We pitched our tents by the water and were immediately greeted by a glorious sunset. An early night was much needed after a long day of travelling and we had a busy day ahead of us.

We started with a trip to the snake park and piggery and there was a mixture of fear (mainly from Ollie Pearman and Cameron Montgomerie) and excitement when faced with holding the huge pythons and other snakes. Then, we had a go at fishing with bamboo rods, which Tessa was the best at, catching 3 fish. After this, Mark and Fiona (the couple who manage the reserve) gave us an insightful tour of the fish farms at the reserve and the positive economic effect that it has had on the community. They also gave us an overview of their idea of socially responsible capitalism shown through the Nsobe Model, which they aspire to spread across Zambia. We visited Nsobe Trust School and were struck by the enthusiasm and passion visible in the classrooms from both teachers and pupils. It was a fantastic place full of talented people ranging from great singers to footballers. They beat us, both in singing and football!
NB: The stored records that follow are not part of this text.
PR #2592, opened 2017-04-14
Don't allow user submit error with EpisodeNotFoundException

fernandog:
@p0psicles

### DIFF
--- a/medusa/tv/series.py
+++ b/medusa/tv/series.py
@@ -1048,8 +1048,9 @@ class Series(TV):
                     if not cur_ep:
                         raise EpisodeNotFoundException
                 except EpisodeNotFoundException:
-                    logger.warning(u'{indexerid}: Episode not found for this show. Please full update show. Skipping {filepath}',
-                                   indexerid=self.indexerid, filepath=filepath)
+                    logger.warning(u"{indexerid}: Episode not found for this show: '{show}'. "
+                                   u'Please run a full update. Skipping file: {filepath}',
+                                   indexerid=self.indexerid, show=self.name, filepath=filepath)
                     continue
 
             else:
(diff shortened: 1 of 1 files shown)


medusa/tv/series.py
```diff
@@ -1048,8 +1048,8 @@ def make_ep_from_file(self, filepath):
                     if not cur_ep:
                         raise EpisodeNotFoundException
                 except EpisodeNotFoundException:
-                    logger.error(u'{indexerid}: Unable to figure out what this file is, skipping {filepath}',
-                                 indexerid=self.indexerid, filepath=filepath)
+                    logger.warning(u'{indexerid}: Episode not found for this show. Please full update show. Skipping {filepath}',
```
duramato: `Please full update show` ?

fernandog: @duramato sorry?

duramato: Doesn't sound right to me

labrys: `Unable to determine episode for this file.  Please run a full update on the series.`

fernandog: Will say again. We KNOW which ep is. Please read slack history

labrys: Please read slack history `Can't we add a message that makes sense before merging it?`

fernandog: we just add it

labrys: And merged it without a follow-up review

labrys: What was missed was imprecise wording: `Please run a full update.` 
This is ambiguous and could be taken to mean a full library update instead of the intended series update.  On a large library that could mean the difference between a few minutes to update to several hours (or even more) to update.

PR #2602, opened 2017-04-17
Trakt: Create episode object because we need the actual status (from db)

fernandog:
Create episode object because we need the actual status (from db)
Otherwise we will read default blank episode status (UNKNOWN)

This can happen if show never got updated
So self.episodes would be empty and the episode object in trakt would be None

### DIFF
--- a/medusa/trakt_checker.py
+++ b/medusa/trakt_checker.py
@@ -31,9 +31,10 @@ from .search.queue import BacklogQueueItem
 from .show.show import Show
 
 
-def set_episode_to_wanted(show, s, e):
+def set_episode_to_wanted(show, season, episode):
     """Set an episode to wanted, only if it is currently skipped."""
-    ep_obj = show.get_episode(s, e, no_create=True)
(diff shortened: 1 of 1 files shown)


p0psicles:
@fernandog you implemented this here: https://github.com/pymedusa/Medusa/commit/a6af9b96f10e053cfb6045c1d390db6413af37d4

What was the reason you changed this in that commit?

fernandog:
@p0psicles the no_create=True is only used in trakt and in another place. After debugging med issue i found out that no_create param doesn't load (my idea was to avoid re-load, that's why i used it) the episode from database but if show we never updated, the ep obj will never be created. I'm my tests the show was always updated so I didn't found this issue

p0psicles:
Does the param have any use then? Shouldn't we also remove it?

fernandog:
@p0psicles i already asked @ratoaq2 if we can deprecated/remove it

p0psicles:
@fernandog please don't use bugfix/ for branches your merging into develop. /bugfix and /hotfix are kind of reserved for other purposes.

PR #2609, opened 2017-04-19
Normalize show status while loading from indexer

fernandog:
@medariox @p0psicles

### DIFF
--- a/medusa/indexers/indexer_config.py
+++ b/medusa/indexers/indexer_config.py
@@ -51,6 +51,28 @@ EXTERNAL_MAPPINGS = {EXTERNAL_IMDB: 'imdb_id', EXTERNAL_ANIDB: 'anidb_id',
 # trakt indexer name vs Medusa indexer
 TRAKT_INDEXERS = {'tvdb': INDEXER_TVDBV2, 'tmdb': INDEXER_TMDB, 'imdb': EXTERNAL_IMDB, 'trakt': EXTERNAL_TRAKT}
 
+STATUS_MAP = {
+    'returning series': 'Continuing',
+    'canceled/ended': 'Ended',
+    'tbd/on the bubble': 'Continuing',
+    'in development': 'Continuing',
+    'new series': 'Continuing',
+    'never aired': 'Ended',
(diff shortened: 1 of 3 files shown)


medusa/indexers/indexer_config.py
```diff
@@ -51,6 +51,28 @@
...
+    'pilot rejected': 'Ended',
+    'canceled': 'Ended',
+    'ended': 'Ended',
+    'to be determined': 'Continuing',
+    'running': 'Continuing',
+    'planned': 'Continuing',
+    'in production': 'Continuing',
+    'pilot': 'Continuing',
+    'cancelled': 'Ended',
+    '': 'Unknown',
```
p0psicles: I don't think you need this. This is redundant now.

medusa/tv/series.py
```diff
@@ -548,6 +549,13 @@ def release_required_words(self):
         """Return release ignore words."""
         return [v for v in (self.rls_require_words or '').split(',') if v]
 
+    @staticmethod
+    def normalize_status(series_status):
+        """Return a normalized status given current indexer status."""
+        if not series_status:
+            return 'Unknown'
```
p0psicles: Or we use this as default unknown status. Or we put it in the STATUS_MAP. So this could be a little bit more DRY.

fernandog: But if series_status is None I can't make it lower() as i do in the next line

So what to do?

medusa/tv/series.py
```diff
@@ -548,6 +549,11 @@ def release_required_words(self):
         """Return release ignore words."""
         return [v for v in (self.rls_require_words or '').split(',') if v]
 
+    @staticmethod
+    def normalize_status(series_status):
+        """Return a normalized status given current indexer status."""
+        return STATUS_MAP.get(series_status.lower()) if series_status else 'Unknown'
```
medariox: This will return None if the status is not in the map. Are you sure this is wanted?

medariox:
This causes all TheTVDB shows to be set to Unknown (try a force update). @fernandog

PR #2617, opened 2017-04-20
Fix limetorrents daily

p0psicles:

### DIFF
--- a/medusa/providers/torrent/html/limetorrents.py
+++ b/medusa/providers/torrent/html/limetorrents.py
@@ -56,8 +56,9 @@ class LimeTorrentsProvider(TorrentProvider):
         self.urls = {
             'update': urljoin(self.url, '/post/updatestats.php'),
             'search': urljoin(self.url, '/search/tv/{query}/'),
-            'rss': urljoin(self.url, '/browse-torrents/TV-shows/date/{page}/'),
-            'tv': urljoin(self.url, '/browse-torrents/TV-shows/'),
+            # Original rss feed url, temporary offline. Replaced by the main Tv-show page.
+            # 'rss': urljoin(self.url, '/browse-torrents/TV-shows/date/{page}/'),
+            'rss': urljoin(self.url, '/browse-torrents/TV-shows/'),
         }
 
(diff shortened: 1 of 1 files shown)


medusa/providers/torrent/html/limetorrents.py
```diff
@@ -57,6 +57,7 @@ def __init__(self):
             'update': urljoin(self.url, '/post/updatestats.php'),
             'search': urljoin(self.url, '/search/tv/{query}/'),
             'rss': urljoin(self.url, '/browse-torrents/TV-shows/date/{page}/'),
+            'tv': urljoin(self.url, '/browse-torrents/TV-shows/'),
```
p0psicles: @duramato why introducing tv? Are we switching from rss to tv?

medusa/providers/torrent/html/limetorrents.py
```diff
@@ -96,7 +97,8 @@ def search(self, search_strings, age=0, ep_obj=None):
 
                     search_url = self.urls['search'].format(query=search_string)
                 else:
-                    search_url = self.urls['rss'].format(page=1)
+                    search_url = self.urls['tv']
+                    #search_url = self.urls['rss'].format(page=1)
```
p0psicles: Why comment it here? I would just change it.

duramato: I have hopes this is just something temporary, so i'm leaving it here to change back.

medusa/providers/torrent/html/limetorrents.py
duramato: rss was a bad variable name, it's the same the only diff is pages aren't working besides the 1st

p0psicles: TV or rss is just a convention we use? We have lots of 'rss' URLs that work perfectly.

duramato: `rss` here was reffering to it beeing an url for daily, just that. It isn't an xml rss or anything like that. I used `tv` becouse it is the page of latest tv shows.

PR #2650, opened 2017-04-21
Fix not changing poster in home

fernandog:
@wimpyrbx @OmgImAlexis


fernandog:
Already started to create the changelog:
https://github.com/pymedusa/medusa.github.io/pull/50

Issue #2612, opened 2017-04-19
Privacy setting note doesn't match the options in the listbox


fernandog:
Also afaik we could change it without restart just like enabling subliminal/tornado logs:
```python
# Reconfigure the logger
logger.reconfigure()
```

![image](https://cloud.githubusercontent.com/assets/2620870/25197823/c3f0c28c-251b-11e7-8370-b96d6ab53b1d.png)

fernandog:
in common we have a lot more levels (and no docs about what they mean)

```python
privacy_levels = {
    'absurd': 9002,
    'stupid': 9001,  # it's over 9000!
    'max': 9000,
    'high': 30,
    'normal': 20,
    'low': 10,
    'disabled': 0
}
```

in mako we have only: 
```mako
% for privacy_level in ['high', 'normal', 'low', ]:
```

and somehow even we reconfigure log in save_general, changing levels doesn't apply to logs
I tested doing manual searches and checking if user and password appear in the provider URLS

fernandog:
https://github.com/pymedusa/Medusa/pull/494#issuecomment-220771599

labrys:
The other levels were undocumented for a reason.  `disabled` is for dev usage only.  `stupid` was a test for excessive censoring, and `absurd` was a joke level that censored absolutely everything, so I'm not surprised that that breaks the logger.

fernandog:
_`disabled` is for dev usage only._

![image](https://cloud.githubusercontent.com/assets/2620870/25206269/48235b66-253d-11e7-9b1c-025ebc01ad2e.png)

labrys:
Yes it was discussed in IRC to make it unavailable.  After the feature was coded, the UI was then updated with commit f98245b.  The note should never have been in the UI.

labrys:
No need to assign him, just remove the warning.  The decision in IRC to not enable it in the UI was that if a user wants to make a dangerous change like that then they can manually edit the config.  If the teams wants to allow users to disable censoring, my recommendation is to then prevent auto-reporting of issues while disabled.

PR #2651, opened 2017-04-21
Log privacy: 'disabled' option not available

fernandog:
Changing log level doesn't need restart as rato said

Fixes: https://github.com/pymedusa/Medusa/issues/2612

### DIFF
--- a/views/config_general.mako
+++ b/views/config_general.mako
@@ -642,7 +642,9 @@
                                     <span>
                                         Set the level of log-filtering.
                                         Normal (default).
+                                        <div class="clear-left">
                                         <br><b>NOTE:</b> Low: only passwords and api keys. Normal: also hide usernames. High: also hide hosts
+                                        </div>
                                     </span>
                                 </span>
                             </label>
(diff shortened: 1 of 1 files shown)


labrys:
I think the level descriptions should be more generalized, so if we change what gets filtered at a certain level the note doesn't need to be changed.

views/config_general.mako
```diff
@@ -642,8 +642,7 @@
                                     <span>
                                         Set the level of log-filtering.
                                         Normal (default).
-                                        <br>NOTE: A restart may be required to take effect.
-                                        <br>WARNING: Setting to "DISABLED" will show sensitive information such as passwords in the logs!
+                                        <br><b>NOTE:</b> Low: only passwords and api keys. Normal: also hide usernames. High: also hide hosts
```
labrys: I think the level descriptions should be more generalized, so if we change what gets filtered at a certain level the note doesn't need to be changed.

fernandog: Right down your suggestion

PR #2653, opened 2017-04-21
Change web root in config general

fernandog:
@medariox @OmgImAlexis 

also log the web root in the log

### DIFF
--- a/medusa/server/core.py
+++ b/medusa/server/core.py
@@ -202,8 +202,11 @@ class AppWebServer(threading.Thread):  # pylint: disable=too-many-instance-attri
             protocol = 'http'
             self.server = HTTPServer(self.app)
 
-        logger.log('Starting Medusa on {scheme}://{host}:{port}/'.format
-                   (scheme=protocol, host=self.options['host'], port=self.options['port']))
+        logger.log('Starting Medusa on {scheme}://{host}:{port}{web_root}'.format
+                   (scheme=protocol,
+                    host=self.options['host'],
+                    port=self.options['port'],
+                    web_root=self.options['web_root']))
 
         try:
             self.server.listen(self.options['port'], self.options['host'])
--- a/medusa/server/core.py
+++ b/medusa/server/core.py
@@ -202,7 +202,7 @@ class AppWebServer(threading.Thread):  # pylint: disable=too-many-instance-attri
             protocol = 'http'
             self.server = HTTPServer(self.app)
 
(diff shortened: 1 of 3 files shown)


medusa/server/core.py
```diff
@@ -202,8 +202,11 @@ def run(self):
             protocol = 'http'
             self.server = HTTPServer(self.app)
 
-        logger.log('Starting Medusa on {scheme}://{host}:{port}/'.format
-                   (scheme=protocol, host=self.options['host'], port=self.options['port']))
+        logger.log('Starting Medusa on {scheme}://{host}:{port}{web_root}'.format
```
OmgImAlexis: Does this not need `/` before and after the `{web_root}` or does `web_root` include a starting and ending one?

views/config_general.mako
```diff
@@ -458,6 +458,19 @@
...
                         </div>
+                        <div class="field-pair">
+                            <label for="web_root">
+                                <span class="component-title">HTTP web root</span>
+                                <span class="component-desc">
+                                    <input type="text" name="web_root" id="web_root" value="${app.WEB_ROOT}" class="form-control input-sm input300" autocomplete="no" />
+                                    blank = disabled
+                                <div class="clear-left">
+                                <p>Set a base URL, for use in reverse proxies.</p>
+                                <p><b>Note:</b> Must restart to have effect. Mind that old URL will not work.</p>
```
OmgImAlexis: "Mind that old URL will not work."

This needs to be reworded.

medusa/server/core.py
fernandog: @OmgImAlexis medusa auto add the `/` to web_root

views/config_general.mako
duramato: "Keep in mind that any previously configured base URLs won't work, after this change."

fernandog: suggestion?

medusa/server/core.py
fernandog: `INFO     TORNADO :: [d958c98] Starting Medusa on http://0.0.0.0:8081/medusa`

```python
        # web root
        if self.options['web_root']:
            app.WEB_ROOT = self.options['web_root'] = ('/' + self.options['web_root'].lstrip('/').strip('/')
```

OmgImAlexis: All good, just thought I'd check. 👍

fernandog:
@medariox any comments?

PR #574, opened 2022-04-13
Fixed broken URL

chrish-d:
This might be a wider problem, but I spotted it here and fixed it.


charlespwd:
Thanks! I'll check if we have this somewhere else.

PR #608, opened 2022-07-18
Fix UnusedAssign false positives from `{% render ... with var %}`

### LINKED ISSUE #582: UnusedAssign reported when using "with" for render
Hi,

Assuming the following Liquid code:

```
{%- case status -%}
  {%- when 'success' -%}
    {%- assign icon = 'success' -%}
  {%- when 'error' -%}
    {%- assign icon = 'error' -%}
  {%- when 'warning' -%}
    {%- assign icon = 'warning' -%}
{%- endcase -%}

<div class="banner banner--{{ status }} {% if text_alignment != 'left' %}justify-center{% endif %}">
  {%- render 'icon' with icon, width: icon_width, height: icon_width -%}
  {{- content -}}
</div>
```

The linter report the "icon" assigned to not be used (which is not the case, it is used in the "with" attribute).

charlespwd:
Fixes #582

Echo of https://github.com/Shopify/liquid/pull/1596 in our SFR port.

### DIFF
--- a/lib/theme_check/tags.rb
+++ b/lib/theme_check/tags.rb
@@ -145,7 +145,7 @@ module ThemeCheck
 
       disable_tags "include"
 
-      attr_reader :template_name_expr, :attributes
+      attr_reader :template_name_expr, :variable_name_expr, :attributes
 
       def initialize(tag_name, markup, options)
         super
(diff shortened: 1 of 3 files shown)


karreiro (approved):
Thank you, @charlespwd!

That afternoon, we went off on a game drive which was fantastic and we were very lucky to see giraffes, zebras, antelopes and other species. This was a highlight for many – in particular, Mr Reader who fully utilised his binoculars to find the Zambian birds!

On Friday, we woke at 4:50 to sing Happy Birthday to Miss Mitropoulos and to get ready for her birthday treat, a 70km cycle from Nsobe to Ndola. We met up with Stuart Block (ex-Cranleigh teacher) and his partner who are cycling across Africa and Asia over the course of the next year for Beyond Ourselves and UWS (United World Schools). The heat made it a real challenge, but nevertheless the whole team dug deep and completed the route. It was a great experience and thoroughly enjoyed by all. Along the way, we passed through many, often isolated, villages and visited a local house and family. This was a stark realization of the conditions that local families do live in. Sam Dickson became ‘fluent’ in Bemba and took every opportunity to show off his set phrases! Overall, the cycle was a real success and a great part of this trip which hopefully will result in a lot of money raised for this worthwhile charity. (Written by Pudge and C Russ)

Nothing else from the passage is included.